| WHAT YOU HAVE TO DO |
Gather every line of the entries that includes the word "than".

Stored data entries

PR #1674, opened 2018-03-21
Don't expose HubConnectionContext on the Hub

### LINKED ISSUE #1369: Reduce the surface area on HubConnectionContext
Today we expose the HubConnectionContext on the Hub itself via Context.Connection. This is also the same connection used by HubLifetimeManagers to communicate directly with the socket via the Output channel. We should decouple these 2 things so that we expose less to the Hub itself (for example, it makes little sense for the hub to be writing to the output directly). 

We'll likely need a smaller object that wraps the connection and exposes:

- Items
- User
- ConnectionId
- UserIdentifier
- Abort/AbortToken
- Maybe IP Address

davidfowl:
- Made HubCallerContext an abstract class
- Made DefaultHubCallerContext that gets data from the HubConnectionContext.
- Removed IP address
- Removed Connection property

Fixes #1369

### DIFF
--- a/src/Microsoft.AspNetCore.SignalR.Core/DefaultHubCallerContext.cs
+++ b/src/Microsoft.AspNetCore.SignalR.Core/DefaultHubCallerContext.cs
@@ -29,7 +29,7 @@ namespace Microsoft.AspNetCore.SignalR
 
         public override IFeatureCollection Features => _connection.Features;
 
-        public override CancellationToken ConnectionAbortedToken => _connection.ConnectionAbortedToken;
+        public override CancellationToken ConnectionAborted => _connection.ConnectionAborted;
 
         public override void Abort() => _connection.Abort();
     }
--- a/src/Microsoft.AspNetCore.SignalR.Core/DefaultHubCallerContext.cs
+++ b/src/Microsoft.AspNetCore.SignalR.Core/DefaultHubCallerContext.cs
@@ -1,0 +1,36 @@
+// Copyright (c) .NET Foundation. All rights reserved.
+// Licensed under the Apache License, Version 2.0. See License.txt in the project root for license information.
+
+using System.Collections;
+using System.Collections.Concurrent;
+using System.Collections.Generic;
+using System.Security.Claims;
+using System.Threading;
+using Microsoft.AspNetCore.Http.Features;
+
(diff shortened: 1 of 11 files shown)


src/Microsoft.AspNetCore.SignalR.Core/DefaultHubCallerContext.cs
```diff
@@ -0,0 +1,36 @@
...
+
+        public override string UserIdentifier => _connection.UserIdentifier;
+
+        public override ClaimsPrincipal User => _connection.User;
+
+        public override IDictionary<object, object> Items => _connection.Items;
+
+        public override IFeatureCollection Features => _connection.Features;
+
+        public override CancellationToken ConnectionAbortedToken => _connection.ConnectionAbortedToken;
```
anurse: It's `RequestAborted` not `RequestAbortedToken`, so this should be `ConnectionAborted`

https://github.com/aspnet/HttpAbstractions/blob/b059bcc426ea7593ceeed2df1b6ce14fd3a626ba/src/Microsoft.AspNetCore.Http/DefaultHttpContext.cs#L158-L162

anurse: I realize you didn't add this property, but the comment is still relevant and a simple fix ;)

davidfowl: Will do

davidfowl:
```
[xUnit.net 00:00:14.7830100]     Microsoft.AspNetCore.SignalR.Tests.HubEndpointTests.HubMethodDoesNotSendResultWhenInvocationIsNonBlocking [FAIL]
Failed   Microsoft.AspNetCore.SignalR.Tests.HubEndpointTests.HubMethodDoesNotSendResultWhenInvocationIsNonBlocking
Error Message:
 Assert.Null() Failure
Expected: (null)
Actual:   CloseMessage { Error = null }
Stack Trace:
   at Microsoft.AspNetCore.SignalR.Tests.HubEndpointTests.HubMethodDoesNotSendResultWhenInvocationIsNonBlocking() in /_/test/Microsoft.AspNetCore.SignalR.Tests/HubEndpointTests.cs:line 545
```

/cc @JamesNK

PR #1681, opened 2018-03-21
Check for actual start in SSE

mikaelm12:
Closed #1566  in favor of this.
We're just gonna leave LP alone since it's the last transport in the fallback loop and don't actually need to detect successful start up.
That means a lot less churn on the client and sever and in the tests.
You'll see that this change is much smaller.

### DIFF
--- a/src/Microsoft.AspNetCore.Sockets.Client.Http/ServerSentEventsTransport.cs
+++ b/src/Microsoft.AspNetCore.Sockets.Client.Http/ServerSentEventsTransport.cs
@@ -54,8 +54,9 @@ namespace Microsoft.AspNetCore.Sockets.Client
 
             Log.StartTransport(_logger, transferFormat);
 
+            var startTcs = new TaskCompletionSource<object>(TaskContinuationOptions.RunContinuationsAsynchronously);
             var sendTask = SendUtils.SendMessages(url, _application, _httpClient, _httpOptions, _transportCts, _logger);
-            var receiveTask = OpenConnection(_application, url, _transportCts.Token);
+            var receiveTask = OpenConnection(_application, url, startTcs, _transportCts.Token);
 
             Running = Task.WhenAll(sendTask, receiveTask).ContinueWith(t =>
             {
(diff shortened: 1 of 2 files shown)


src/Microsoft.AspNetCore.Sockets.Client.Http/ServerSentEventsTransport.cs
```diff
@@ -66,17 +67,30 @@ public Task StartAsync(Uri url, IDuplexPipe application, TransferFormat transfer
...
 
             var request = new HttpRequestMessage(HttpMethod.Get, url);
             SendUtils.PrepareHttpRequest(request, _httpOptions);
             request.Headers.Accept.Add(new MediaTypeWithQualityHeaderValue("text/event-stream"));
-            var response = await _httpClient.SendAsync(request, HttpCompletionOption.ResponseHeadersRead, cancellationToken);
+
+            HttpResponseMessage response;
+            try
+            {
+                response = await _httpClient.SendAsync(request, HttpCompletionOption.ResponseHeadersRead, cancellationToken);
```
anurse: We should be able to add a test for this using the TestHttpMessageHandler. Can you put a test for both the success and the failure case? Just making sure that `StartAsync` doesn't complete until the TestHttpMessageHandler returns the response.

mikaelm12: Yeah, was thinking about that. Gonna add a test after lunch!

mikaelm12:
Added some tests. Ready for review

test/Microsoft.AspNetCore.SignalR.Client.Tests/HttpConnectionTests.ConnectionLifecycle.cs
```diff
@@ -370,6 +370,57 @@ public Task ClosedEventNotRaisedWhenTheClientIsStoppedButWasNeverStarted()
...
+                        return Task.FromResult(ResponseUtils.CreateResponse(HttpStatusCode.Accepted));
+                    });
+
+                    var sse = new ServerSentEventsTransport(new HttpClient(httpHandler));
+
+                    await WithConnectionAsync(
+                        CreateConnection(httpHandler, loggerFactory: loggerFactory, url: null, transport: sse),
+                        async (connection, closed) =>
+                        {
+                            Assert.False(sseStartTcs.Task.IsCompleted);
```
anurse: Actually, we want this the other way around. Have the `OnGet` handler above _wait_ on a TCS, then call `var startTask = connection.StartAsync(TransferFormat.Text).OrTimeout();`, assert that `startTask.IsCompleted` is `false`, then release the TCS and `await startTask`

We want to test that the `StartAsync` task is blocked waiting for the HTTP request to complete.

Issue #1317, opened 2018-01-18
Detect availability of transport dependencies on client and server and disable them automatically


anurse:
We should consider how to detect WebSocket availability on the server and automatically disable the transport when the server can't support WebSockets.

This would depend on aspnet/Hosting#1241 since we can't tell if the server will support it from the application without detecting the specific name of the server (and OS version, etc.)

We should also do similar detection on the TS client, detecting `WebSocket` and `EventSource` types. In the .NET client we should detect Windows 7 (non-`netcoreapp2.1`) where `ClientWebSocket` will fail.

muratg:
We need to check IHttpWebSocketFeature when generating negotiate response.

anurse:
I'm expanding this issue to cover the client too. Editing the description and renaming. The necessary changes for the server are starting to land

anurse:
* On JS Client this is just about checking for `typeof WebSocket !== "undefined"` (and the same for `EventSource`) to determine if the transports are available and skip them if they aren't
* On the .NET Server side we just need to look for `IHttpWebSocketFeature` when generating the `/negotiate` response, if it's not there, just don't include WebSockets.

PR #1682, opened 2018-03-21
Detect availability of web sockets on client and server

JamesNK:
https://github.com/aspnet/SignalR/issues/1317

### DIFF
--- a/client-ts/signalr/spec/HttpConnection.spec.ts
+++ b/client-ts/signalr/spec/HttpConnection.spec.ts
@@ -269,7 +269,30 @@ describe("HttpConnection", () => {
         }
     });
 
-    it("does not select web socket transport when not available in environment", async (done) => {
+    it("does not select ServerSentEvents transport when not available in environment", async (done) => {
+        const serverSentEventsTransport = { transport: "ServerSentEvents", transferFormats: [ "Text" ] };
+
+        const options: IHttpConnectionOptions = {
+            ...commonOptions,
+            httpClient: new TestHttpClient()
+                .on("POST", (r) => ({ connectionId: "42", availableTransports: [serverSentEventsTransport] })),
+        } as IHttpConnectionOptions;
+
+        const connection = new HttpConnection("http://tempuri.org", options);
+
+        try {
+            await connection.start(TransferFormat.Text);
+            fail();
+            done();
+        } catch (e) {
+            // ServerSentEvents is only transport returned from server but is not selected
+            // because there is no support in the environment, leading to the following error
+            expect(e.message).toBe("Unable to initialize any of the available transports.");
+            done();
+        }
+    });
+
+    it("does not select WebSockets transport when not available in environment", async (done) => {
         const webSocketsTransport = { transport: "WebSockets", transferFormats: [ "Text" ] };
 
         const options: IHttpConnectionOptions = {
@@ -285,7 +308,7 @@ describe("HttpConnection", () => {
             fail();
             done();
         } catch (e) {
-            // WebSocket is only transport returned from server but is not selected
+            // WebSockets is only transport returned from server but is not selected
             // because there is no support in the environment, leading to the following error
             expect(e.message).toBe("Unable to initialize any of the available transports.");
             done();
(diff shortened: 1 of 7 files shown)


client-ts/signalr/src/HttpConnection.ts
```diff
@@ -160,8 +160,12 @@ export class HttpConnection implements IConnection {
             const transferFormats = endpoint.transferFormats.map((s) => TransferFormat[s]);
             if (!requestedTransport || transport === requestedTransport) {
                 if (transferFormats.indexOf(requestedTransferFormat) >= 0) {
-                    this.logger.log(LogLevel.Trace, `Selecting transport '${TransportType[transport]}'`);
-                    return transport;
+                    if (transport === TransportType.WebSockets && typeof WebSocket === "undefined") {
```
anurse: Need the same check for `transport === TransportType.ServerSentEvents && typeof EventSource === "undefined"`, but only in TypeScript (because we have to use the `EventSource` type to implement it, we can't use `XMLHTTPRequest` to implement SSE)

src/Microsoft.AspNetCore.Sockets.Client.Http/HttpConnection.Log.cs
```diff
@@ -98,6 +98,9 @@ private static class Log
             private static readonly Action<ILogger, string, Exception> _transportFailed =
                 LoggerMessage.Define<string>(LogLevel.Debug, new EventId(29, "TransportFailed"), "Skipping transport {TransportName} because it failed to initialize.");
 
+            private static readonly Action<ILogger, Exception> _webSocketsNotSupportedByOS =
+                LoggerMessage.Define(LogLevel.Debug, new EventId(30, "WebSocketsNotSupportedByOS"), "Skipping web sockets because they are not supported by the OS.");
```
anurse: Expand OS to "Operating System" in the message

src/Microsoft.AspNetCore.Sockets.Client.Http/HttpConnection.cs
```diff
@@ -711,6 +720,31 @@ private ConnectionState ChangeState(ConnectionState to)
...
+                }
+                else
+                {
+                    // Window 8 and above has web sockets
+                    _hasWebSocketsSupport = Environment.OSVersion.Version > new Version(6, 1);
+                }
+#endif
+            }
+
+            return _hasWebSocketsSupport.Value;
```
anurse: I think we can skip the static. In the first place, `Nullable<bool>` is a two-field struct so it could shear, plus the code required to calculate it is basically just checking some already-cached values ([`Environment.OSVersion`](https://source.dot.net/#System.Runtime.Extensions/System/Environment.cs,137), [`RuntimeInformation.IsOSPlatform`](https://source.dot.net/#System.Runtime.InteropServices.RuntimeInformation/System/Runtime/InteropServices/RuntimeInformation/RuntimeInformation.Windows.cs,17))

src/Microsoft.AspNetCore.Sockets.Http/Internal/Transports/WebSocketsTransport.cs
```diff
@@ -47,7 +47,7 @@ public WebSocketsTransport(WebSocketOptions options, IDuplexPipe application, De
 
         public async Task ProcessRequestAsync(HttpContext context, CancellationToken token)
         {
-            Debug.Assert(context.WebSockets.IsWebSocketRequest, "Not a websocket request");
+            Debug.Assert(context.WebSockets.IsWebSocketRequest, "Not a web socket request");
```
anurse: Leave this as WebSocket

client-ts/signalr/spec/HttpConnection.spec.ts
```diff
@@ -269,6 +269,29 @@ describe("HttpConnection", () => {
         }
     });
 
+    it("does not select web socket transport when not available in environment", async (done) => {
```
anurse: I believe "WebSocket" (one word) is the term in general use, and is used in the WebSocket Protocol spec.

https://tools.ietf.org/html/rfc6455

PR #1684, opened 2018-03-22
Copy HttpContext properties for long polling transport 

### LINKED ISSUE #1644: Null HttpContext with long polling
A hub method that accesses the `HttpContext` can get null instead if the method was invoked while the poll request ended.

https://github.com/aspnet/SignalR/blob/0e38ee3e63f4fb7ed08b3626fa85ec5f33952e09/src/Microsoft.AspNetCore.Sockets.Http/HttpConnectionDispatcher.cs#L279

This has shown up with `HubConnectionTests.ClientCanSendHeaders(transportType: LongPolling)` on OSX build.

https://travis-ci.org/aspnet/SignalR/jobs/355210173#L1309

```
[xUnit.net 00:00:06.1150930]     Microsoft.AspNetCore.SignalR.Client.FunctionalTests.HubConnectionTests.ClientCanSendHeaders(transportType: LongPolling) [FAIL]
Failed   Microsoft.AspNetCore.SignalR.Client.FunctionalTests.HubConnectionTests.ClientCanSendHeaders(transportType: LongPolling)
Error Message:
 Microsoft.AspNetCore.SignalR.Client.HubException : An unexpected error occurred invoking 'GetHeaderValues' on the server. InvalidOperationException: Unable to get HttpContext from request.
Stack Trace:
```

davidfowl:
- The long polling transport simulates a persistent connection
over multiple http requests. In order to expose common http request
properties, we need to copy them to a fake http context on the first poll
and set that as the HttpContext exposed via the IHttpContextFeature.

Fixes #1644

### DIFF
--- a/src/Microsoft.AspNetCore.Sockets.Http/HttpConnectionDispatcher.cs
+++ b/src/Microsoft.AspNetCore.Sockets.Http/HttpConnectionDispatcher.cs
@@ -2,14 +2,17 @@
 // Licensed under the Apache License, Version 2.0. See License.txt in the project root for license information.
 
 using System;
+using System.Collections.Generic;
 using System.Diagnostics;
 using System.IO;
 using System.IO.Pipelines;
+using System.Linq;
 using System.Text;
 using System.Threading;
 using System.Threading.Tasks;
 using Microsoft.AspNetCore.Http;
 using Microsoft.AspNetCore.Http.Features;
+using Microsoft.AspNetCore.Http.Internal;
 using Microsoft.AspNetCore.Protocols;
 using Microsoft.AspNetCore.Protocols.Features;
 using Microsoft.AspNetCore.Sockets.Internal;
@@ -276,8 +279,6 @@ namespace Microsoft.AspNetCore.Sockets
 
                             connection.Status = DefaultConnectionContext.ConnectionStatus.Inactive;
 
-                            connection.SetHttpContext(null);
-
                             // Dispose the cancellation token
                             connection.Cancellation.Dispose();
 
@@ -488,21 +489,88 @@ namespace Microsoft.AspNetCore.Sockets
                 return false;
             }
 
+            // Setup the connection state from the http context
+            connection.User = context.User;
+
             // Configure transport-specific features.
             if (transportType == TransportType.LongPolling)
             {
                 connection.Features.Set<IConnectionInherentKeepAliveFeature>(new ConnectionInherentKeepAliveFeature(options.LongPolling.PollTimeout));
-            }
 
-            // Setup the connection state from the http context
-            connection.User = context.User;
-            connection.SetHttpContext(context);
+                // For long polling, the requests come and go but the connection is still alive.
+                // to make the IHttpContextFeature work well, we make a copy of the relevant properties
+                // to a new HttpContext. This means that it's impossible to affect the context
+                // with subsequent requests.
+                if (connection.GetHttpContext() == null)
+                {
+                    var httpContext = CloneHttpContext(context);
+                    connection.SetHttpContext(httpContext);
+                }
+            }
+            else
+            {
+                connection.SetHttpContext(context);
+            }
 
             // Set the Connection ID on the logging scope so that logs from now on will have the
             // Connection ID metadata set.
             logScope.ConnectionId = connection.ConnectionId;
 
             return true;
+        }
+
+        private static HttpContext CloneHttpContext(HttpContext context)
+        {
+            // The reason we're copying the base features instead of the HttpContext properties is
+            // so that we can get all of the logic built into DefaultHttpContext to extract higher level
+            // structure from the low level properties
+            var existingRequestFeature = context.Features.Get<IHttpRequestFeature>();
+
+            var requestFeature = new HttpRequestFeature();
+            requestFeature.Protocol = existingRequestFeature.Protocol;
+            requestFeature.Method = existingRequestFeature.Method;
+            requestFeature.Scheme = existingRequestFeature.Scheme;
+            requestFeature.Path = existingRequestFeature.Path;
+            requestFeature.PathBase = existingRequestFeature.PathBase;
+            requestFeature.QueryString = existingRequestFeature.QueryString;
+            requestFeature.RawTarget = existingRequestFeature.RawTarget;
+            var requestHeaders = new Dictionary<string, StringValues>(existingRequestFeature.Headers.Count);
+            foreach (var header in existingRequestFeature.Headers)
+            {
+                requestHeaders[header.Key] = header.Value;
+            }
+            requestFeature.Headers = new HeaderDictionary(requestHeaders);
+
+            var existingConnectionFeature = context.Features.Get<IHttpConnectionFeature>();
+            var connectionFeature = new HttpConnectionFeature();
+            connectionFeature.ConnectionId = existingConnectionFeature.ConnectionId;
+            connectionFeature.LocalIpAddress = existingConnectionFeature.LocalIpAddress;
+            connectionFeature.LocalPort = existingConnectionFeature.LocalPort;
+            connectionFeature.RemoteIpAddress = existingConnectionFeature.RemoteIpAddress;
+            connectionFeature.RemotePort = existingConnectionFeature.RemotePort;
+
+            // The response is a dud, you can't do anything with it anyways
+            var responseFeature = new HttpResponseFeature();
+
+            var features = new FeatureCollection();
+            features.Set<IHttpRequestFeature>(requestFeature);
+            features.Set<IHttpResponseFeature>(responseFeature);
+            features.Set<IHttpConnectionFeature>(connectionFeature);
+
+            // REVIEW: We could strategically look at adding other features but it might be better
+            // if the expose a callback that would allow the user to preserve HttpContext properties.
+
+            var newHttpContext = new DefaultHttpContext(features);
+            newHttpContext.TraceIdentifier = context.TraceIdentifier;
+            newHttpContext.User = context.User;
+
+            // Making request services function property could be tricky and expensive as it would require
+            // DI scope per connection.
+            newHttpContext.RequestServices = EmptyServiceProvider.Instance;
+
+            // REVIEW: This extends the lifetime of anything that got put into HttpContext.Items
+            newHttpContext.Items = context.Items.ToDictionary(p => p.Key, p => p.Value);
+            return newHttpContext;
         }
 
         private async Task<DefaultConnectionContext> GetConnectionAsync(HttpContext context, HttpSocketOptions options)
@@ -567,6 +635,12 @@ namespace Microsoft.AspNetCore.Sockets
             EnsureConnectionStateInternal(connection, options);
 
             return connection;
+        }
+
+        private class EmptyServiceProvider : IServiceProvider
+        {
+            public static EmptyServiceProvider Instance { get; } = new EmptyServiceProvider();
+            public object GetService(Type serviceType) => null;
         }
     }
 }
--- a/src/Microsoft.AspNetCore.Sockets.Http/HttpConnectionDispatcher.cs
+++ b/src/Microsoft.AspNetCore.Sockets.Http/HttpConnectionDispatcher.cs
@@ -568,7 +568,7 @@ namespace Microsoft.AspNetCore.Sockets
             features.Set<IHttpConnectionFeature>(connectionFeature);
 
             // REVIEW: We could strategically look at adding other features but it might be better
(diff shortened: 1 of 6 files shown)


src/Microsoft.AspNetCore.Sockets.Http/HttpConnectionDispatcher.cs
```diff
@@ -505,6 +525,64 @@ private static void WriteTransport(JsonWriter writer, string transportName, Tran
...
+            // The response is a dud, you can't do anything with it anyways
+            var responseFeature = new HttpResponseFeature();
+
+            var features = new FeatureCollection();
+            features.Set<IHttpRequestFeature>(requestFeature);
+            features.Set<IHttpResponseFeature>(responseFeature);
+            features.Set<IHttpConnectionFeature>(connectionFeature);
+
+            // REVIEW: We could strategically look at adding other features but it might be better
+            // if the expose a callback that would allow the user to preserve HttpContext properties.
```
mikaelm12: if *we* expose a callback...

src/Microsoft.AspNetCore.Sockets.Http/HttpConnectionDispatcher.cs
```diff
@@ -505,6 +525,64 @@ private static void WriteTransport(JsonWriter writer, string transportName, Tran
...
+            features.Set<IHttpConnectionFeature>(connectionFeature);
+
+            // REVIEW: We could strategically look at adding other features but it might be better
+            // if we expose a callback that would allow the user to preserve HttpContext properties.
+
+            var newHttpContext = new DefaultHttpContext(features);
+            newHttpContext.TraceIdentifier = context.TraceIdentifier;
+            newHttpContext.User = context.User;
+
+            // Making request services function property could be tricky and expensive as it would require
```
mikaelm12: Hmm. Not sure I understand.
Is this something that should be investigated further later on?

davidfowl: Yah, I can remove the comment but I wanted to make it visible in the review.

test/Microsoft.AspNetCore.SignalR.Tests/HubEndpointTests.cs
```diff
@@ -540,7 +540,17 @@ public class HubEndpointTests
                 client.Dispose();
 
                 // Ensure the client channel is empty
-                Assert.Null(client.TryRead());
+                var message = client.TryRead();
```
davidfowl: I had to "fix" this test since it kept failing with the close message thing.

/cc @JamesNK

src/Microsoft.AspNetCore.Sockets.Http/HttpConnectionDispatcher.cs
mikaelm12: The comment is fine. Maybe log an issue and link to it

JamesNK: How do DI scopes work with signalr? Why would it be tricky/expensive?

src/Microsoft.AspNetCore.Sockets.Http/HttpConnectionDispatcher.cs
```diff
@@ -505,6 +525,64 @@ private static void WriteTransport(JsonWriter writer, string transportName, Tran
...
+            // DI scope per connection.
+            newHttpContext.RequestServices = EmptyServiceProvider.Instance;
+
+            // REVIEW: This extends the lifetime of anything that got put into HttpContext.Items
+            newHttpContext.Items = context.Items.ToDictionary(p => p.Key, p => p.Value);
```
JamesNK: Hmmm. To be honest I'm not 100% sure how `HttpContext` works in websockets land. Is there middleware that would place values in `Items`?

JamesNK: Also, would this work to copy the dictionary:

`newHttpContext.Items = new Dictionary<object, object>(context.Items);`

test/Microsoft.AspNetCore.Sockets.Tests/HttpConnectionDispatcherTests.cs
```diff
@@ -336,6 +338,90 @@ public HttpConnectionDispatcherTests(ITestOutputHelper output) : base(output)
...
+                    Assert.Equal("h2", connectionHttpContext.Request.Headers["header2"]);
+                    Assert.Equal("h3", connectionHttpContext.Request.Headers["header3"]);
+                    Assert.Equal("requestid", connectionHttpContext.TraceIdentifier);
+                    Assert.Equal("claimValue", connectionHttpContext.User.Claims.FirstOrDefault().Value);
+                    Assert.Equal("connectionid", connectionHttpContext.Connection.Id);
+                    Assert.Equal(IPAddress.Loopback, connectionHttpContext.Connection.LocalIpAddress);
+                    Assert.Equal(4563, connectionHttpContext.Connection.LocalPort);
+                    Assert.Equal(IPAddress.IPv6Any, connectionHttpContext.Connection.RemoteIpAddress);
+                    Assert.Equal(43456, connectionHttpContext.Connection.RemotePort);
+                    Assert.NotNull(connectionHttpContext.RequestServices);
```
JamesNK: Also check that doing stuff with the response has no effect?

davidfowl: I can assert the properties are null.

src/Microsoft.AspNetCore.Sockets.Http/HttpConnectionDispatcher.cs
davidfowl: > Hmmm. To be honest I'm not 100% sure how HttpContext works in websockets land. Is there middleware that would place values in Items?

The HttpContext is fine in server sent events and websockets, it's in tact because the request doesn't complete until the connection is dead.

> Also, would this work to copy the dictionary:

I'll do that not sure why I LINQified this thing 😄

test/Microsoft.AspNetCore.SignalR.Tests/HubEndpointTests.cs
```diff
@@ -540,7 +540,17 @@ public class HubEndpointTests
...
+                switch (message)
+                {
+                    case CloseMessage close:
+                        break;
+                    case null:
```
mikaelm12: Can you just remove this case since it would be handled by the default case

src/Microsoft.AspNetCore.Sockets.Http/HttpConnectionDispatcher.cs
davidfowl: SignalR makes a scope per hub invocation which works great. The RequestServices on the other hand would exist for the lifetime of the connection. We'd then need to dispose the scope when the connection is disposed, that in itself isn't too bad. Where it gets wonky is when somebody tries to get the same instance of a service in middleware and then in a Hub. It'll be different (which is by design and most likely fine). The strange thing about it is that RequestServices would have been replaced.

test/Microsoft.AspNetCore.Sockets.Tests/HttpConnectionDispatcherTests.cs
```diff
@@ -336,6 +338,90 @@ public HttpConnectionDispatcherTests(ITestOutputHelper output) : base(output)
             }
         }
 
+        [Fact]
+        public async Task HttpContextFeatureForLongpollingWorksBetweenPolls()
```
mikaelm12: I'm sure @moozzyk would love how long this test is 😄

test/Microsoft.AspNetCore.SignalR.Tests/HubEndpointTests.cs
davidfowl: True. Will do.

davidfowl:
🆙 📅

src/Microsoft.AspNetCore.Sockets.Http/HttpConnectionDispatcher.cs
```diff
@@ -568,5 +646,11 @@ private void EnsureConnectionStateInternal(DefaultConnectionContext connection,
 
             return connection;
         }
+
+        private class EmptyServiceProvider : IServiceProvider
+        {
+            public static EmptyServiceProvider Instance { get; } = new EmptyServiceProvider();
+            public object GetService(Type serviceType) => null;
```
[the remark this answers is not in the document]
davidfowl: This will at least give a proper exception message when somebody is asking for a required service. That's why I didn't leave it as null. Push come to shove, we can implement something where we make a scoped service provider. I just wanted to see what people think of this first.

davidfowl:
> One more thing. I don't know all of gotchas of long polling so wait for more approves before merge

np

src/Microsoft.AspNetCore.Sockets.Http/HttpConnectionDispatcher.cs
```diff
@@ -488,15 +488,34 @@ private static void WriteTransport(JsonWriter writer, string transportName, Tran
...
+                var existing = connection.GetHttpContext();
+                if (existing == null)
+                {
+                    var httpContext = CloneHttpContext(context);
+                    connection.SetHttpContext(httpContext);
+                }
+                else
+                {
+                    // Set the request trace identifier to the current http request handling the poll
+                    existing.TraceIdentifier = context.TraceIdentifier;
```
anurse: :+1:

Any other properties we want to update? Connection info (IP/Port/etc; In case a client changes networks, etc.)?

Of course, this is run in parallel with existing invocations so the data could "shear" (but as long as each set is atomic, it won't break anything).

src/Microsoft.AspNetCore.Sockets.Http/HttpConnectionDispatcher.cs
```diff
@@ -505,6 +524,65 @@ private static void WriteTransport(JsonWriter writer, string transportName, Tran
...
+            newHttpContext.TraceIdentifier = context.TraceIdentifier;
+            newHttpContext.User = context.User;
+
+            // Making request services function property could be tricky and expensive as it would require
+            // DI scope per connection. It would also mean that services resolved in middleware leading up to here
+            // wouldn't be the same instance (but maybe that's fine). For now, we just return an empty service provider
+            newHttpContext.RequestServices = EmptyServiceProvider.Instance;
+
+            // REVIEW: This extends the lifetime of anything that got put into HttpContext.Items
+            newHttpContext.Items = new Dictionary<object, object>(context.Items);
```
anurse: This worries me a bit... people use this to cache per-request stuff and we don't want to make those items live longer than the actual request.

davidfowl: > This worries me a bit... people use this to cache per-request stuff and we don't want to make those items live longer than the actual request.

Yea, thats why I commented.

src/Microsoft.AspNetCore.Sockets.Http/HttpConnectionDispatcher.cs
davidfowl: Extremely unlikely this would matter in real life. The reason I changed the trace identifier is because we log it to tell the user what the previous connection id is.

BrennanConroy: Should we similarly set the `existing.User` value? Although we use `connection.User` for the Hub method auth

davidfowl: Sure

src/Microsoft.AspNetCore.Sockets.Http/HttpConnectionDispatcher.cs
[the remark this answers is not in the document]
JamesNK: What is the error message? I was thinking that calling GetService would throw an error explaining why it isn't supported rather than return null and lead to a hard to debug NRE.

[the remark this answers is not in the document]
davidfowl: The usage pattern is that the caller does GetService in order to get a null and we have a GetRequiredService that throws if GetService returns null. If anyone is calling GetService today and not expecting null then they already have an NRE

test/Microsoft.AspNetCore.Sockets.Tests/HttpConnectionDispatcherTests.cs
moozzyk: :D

| EXERCISE ANSWER |
anurse: This worries me a bit... people use this to cache per-request stuff and we don't want to make those items live longer than the actual request.
davidfowl: > This worries me a bit... people use this to cache per-request stuff and we don't want to make those items live longer than the actual request.
JamesNK: What is the error message? I was thinking that calling GetService would throw an error explaining why it isn't supported rather than return null and lead to a hard to debug NRE.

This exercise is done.